- [DATA TO PROCESS]:
= Beginning of Section =
PR #1472, opened 2024-03-28
Enable binary comparison operations for internal tuple 

danhoeflinger:
Summary
---
This PR enables comparison `<`, `>`,`<=`,`>=` of our internal tuple `oneapi::dpl::__internal::tuple<T...>` with another `oneapi::dpl::__internal::tuple<U...>`  or `std::tuple<U...>` with equal number of elements where corresponding elements from rhs and lhs are comparable.

We use the std::tuple implementation for these operations by static casting and repeating the operation.

We extend the same to `==` and `!=`, where we previously implemented the operation directly.

Details
---
We already provide an implicit conversion operator to a `std::tuple`, and also are able to construct from a `std::tuple`.  However, when a template function is considered for overload resolution it does type deduction and will only use exact matches.  It will not use any implicit conversion to build the candidate list. Therefore, this implicit conversion is not used when searching for resolution for `operator<`, and we cannot take advantage of `std::tuple`'s implementation of these operators (at least without extra effort).

We use a macro to unify implementation of all binary operators in the same fashion and reduce code to a minimum.


tomflinda (approved):
LGTM

include/oneapi/dpl/pstl/tuple_impl.h
```diff
@@ -424,16 +424,34 @@ struct tuple<T1, T...>
...
+    {                                                                                                                  \
+        return __lhs __OPERATOR static_cast<std::tuple<T1, T...>>(__rhs);                                              \
+    }
+
+    BINARY_OPERATOR_OVERLOAD(==)
+    BINARY_OPERATOR_OVERLOAD(!=)
+    BINARY_OPERATOR_OVERLOAD(<)
+    BINARY_OPERATOR_OVERLOAD(<=)
+    BINARY_OPERATOR_OVERLOAD(>)
+    BINARY_OPERATOR_OVERLOAD(>=)
```
adamfidel, line 454: Can we undefine the `BINARY_OPERATOR_OVERLOAD` macro after we create the overloads? Otherwise, this macro would be present in all downstream user code.

danhoeflinger: Yes, good point.  Fixed.  I've also fixed the naming of the macro.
= End of Section =
- [WHAT YOU WILL DO]: The expected output is every record, repeated exactly.

- [RESPONSE TO THE EXERCISE]:
PR #1472, opened 2024-03-28
Enable binary comparison operations for internal tuple 

danhoeflinger:
Summary
---
This PR enables comparison `<`, `>`,`<=`,`>=` of our internal tuple `oneapi::dpl::__internal::tuple<T...>` with another `oneapi::dpl::__internal::tuple<U...>`  or `std::tuple<U...>` with equal number of elements where corresponding elements from rhs and lhs are comparable.

We use the std::tuple implementation for these operations by static casting and repeating the operation.

We extend the same to `==` and `!=`, where we previously implemented the operation directly.

Details
---
We already provide an implicit conversion operator to a `std::tuple`, and also are able to construct from a `std::tuple`.  However, when a template function is considered for overload resolution it does type deduction and will only use exact matches.  It will not use any implicit conversion to build the candidate list. Therefore, this implicit conversion is not used when searching for resolution for `operator<`, and we cannot take advantage of `std::tuple`'s implementation of these operators (at least without extra effort).

We use a macro to unify implementation of all binary operators in the same fashion and reduce code to a minimum.


tomflinda (approved):
LGTM

include/oneapi/dpl/pstl/tuple_impl.h
```diff
@@ -424,16 +424,34 @@ struct tuple<T1, T...>
...
+    {                                                                                                                  \
+        return __lhs __OPERATOR static_cast<std::tuple<T1, T...>>(__rhs);                                              \
+    }
+
+    BINARY_OPERATOR_OVERLOAD(==)
+    BINARY_OPERATOR_OVERLOAD(!=)
+    BINARY_OPERATOR_OVERLOAD(<)
+    BINARY_OPERATOR_OVERLOAD(<=)
+    BINARY_OPERATOR_OVERLOAD(>)
+    BINARY_OPERATOR_OVERLOAD(>=)
```
adamfidel, line 454: Can we undefine the `BINARY_OPERATOR_OVERLOAD` macro after we create the overloads? Otherwise, this macro would be present in all downstream user code.

danhoeflinger: Yes, good point.  Fixed.  I've also fixed the naming of the macro.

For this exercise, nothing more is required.